**Exercise requirements**. Look below and pull out each line with the word "checking".

**Extracted data**.
++++++++++
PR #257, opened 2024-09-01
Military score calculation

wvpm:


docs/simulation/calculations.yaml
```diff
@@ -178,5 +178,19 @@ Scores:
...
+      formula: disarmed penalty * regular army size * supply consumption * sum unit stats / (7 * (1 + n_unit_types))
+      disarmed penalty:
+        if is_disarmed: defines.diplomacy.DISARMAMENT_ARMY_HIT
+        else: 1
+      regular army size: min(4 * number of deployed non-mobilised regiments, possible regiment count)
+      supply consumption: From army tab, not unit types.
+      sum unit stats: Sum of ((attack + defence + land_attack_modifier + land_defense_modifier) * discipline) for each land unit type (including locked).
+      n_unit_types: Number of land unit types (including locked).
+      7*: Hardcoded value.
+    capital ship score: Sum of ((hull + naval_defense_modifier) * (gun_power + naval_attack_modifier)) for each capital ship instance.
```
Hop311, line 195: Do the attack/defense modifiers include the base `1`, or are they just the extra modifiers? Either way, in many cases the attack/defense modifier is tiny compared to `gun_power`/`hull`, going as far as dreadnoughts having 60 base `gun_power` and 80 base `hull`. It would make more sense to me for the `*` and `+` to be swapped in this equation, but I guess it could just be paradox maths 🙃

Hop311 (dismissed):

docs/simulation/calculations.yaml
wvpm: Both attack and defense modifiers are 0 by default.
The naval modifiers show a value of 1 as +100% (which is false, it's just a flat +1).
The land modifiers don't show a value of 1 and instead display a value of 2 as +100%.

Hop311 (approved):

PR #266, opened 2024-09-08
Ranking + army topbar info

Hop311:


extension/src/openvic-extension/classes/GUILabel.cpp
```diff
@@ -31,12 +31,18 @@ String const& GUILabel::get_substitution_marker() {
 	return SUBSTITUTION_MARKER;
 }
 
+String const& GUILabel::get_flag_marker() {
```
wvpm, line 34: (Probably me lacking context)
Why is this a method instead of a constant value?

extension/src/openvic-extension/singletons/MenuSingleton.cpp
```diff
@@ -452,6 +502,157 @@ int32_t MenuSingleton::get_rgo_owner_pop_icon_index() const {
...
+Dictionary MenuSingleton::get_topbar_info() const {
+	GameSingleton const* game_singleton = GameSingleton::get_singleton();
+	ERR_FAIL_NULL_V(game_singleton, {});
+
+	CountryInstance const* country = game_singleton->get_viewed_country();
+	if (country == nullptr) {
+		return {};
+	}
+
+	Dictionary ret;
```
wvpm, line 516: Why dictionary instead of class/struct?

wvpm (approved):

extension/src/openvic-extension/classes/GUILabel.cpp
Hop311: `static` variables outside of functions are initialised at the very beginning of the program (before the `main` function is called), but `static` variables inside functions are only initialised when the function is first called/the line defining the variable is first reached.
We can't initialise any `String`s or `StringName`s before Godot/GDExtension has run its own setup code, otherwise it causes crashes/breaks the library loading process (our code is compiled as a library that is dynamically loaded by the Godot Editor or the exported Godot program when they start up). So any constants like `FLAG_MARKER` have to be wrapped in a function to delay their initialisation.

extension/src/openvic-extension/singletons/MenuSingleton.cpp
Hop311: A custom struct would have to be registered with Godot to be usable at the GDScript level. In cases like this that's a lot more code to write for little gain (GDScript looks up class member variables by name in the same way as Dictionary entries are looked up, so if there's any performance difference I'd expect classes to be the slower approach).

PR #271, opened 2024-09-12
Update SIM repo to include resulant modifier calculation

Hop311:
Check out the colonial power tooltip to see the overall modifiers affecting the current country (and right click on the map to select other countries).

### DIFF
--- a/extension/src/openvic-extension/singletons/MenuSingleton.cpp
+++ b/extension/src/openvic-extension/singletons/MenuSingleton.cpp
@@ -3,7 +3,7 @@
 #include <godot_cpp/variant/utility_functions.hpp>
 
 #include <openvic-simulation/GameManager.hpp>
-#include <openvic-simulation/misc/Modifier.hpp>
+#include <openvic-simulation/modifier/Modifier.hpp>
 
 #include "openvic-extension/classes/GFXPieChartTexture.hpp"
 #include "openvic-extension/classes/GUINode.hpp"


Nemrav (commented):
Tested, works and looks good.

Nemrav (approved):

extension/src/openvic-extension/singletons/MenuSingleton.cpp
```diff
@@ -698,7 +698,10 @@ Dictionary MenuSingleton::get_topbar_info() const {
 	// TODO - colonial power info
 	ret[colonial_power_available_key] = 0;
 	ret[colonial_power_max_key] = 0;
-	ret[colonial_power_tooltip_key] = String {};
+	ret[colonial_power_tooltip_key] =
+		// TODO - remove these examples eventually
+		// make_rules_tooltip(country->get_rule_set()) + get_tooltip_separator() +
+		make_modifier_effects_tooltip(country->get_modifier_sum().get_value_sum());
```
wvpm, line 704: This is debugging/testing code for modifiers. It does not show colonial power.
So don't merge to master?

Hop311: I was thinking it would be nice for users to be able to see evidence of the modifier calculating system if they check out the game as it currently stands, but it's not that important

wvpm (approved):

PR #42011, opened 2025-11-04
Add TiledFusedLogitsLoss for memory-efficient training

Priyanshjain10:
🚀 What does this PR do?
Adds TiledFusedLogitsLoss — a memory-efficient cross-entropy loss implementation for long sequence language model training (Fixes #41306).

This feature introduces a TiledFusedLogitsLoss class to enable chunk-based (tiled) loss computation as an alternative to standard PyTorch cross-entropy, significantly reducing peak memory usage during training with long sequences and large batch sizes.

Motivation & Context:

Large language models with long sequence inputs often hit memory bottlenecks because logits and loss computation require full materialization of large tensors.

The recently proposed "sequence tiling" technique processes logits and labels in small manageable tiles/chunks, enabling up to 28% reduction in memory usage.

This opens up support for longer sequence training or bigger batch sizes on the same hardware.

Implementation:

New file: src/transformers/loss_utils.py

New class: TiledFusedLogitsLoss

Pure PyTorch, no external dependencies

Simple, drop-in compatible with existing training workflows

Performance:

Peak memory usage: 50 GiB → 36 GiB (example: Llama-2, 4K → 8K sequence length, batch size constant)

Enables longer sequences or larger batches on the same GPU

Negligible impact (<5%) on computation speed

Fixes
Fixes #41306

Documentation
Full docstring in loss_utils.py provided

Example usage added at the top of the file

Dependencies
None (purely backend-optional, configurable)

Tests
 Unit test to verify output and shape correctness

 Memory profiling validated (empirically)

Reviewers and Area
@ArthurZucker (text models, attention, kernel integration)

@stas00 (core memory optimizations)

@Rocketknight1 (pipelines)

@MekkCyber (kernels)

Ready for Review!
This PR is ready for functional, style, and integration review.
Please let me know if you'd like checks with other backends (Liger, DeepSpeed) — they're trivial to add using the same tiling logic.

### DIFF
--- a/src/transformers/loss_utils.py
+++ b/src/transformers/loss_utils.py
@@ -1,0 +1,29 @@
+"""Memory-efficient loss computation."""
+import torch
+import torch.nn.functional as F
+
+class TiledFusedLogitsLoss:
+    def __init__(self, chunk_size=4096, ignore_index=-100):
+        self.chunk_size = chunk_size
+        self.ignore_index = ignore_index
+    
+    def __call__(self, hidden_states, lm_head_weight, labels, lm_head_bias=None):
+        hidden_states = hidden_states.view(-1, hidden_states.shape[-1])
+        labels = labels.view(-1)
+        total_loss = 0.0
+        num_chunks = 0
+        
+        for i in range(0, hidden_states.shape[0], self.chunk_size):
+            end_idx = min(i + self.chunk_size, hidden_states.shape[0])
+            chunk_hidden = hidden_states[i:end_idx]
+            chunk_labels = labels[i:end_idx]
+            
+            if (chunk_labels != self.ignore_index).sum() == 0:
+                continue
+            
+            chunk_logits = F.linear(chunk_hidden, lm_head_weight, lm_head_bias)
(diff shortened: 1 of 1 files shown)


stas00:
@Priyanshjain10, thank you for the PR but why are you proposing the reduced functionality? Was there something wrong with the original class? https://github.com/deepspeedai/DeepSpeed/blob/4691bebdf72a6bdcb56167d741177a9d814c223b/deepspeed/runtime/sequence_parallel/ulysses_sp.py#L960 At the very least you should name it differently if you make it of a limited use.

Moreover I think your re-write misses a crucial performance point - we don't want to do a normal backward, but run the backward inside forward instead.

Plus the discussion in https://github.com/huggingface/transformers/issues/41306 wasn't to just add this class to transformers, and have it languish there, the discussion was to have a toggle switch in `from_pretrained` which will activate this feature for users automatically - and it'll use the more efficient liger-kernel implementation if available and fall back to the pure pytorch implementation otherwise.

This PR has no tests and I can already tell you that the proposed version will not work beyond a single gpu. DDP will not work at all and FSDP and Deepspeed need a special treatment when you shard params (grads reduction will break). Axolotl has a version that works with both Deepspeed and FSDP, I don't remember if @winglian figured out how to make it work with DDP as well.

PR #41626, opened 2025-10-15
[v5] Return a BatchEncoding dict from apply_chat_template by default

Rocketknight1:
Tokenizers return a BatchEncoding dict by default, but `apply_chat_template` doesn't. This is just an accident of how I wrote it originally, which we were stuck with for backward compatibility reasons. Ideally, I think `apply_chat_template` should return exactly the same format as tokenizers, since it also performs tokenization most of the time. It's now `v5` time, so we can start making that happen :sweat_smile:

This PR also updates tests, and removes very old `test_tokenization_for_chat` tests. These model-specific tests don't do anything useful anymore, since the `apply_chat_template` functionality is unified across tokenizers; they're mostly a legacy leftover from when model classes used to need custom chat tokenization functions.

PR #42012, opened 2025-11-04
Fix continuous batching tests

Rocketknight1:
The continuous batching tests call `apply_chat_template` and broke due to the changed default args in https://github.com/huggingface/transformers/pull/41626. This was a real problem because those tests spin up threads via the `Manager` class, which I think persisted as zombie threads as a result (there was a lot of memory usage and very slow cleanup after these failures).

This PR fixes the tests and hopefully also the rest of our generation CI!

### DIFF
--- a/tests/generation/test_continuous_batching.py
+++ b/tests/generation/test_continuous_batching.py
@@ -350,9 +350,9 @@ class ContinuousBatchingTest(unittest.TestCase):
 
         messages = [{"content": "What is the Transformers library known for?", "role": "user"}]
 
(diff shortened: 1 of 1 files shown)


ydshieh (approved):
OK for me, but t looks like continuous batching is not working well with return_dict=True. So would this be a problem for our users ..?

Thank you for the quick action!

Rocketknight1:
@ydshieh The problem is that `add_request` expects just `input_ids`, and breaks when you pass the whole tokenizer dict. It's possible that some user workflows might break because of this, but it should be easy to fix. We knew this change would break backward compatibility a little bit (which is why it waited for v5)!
++++++++++
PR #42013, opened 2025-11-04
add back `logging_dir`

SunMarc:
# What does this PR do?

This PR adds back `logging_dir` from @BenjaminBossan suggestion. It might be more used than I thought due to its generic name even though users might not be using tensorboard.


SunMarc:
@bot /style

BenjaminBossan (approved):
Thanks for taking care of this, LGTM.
++++++++++
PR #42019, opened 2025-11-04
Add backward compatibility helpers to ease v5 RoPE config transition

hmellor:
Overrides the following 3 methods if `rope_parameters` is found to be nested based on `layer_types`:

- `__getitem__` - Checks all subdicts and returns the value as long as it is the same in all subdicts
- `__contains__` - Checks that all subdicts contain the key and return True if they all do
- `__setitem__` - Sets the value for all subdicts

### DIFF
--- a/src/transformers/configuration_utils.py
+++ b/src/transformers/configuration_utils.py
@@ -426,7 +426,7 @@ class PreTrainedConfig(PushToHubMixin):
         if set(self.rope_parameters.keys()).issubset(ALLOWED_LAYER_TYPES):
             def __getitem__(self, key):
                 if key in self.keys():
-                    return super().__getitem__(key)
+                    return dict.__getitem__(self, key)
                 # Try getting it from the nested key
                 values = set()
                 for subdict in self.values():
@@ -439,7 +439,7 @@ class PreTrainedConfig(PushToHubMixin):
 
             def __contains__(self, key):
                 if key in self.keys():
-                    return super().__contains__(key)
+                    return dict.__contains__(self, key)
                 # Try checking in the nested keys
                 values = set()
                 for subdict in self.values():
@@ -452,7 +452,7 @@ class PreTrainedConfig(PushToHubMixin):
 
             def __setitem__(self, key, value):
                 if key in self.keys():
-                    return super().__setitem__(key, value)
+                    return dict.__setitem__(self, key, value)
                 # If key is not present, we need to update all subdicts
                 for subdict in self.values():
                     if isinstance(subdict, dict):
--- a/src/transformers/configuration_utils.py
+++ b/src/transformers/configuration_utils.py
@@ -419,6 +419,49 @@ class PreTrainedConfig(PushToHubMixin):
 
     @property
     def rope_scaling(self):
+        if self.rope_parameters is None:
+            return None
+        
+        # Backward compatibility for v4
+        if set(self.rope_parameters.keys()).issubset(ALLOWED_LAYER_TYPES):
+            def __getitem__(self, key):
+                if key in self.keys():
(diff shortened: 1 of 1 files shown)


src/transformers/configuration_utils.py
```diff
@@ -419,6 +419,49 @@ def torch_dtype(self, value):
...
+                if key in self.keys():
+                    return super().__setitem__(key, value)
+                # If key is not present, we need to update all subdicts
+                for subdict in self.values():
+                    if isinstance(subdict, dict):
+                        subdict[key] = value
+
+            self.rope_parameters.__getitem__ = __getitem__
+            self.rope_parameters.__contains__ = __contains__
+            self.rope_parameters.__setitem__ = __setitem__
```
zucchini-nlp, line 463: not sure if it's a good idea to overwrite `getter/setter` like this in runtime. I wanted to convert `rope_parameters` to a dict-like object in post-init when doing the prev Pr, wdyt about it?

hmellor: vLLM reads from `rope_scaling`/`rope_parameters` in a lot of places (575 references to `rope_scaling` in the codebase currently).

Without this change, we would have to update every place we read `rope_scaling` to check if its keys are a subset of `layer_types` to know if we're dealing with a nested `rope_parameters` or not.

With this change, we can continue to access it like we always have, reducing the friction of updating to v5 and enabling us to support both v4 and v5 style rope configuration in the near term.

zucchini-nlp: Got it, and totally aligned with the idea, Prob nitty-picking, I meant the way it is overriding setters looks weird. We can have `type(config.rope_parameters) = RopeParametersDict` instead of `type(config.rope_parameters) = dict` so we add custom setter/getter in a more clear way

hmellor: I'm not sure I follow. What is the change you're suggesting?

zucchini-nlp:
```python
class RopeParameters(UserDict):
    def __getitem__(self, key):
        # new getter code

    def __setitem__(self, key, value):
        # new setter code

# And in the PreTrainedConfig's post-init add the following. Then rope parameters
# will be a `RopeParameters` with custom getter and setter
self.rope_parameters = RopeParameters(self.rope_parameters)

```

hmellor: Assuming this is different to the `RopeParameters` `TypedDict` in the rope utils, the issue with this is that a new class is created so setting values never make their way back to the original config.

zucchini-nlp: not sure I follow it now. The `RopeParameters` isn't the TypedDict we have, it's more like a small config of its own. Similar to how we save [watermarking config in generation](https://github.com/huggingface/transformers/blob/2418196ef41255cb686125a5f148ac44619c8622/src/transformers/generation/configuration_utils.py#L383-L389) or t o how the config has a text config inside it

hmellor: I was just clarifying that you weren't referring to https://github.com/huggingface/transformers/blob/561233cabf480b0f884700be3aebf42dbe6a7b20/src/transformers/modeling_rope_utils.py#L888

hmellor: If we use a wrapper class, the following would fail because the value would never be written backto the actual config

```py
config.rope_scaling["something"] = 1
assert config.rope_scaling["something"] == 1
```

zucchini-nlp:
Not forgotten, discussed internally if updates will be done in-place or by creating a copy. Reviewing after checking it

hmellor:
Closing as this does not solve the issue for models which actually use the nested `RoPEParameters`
++++++++++
**Result of this task**.
                 # Try checking in the nested keys
Not forgotten, discussed internally if updates will be done in-place or by creating a copy. Reviewing after checking it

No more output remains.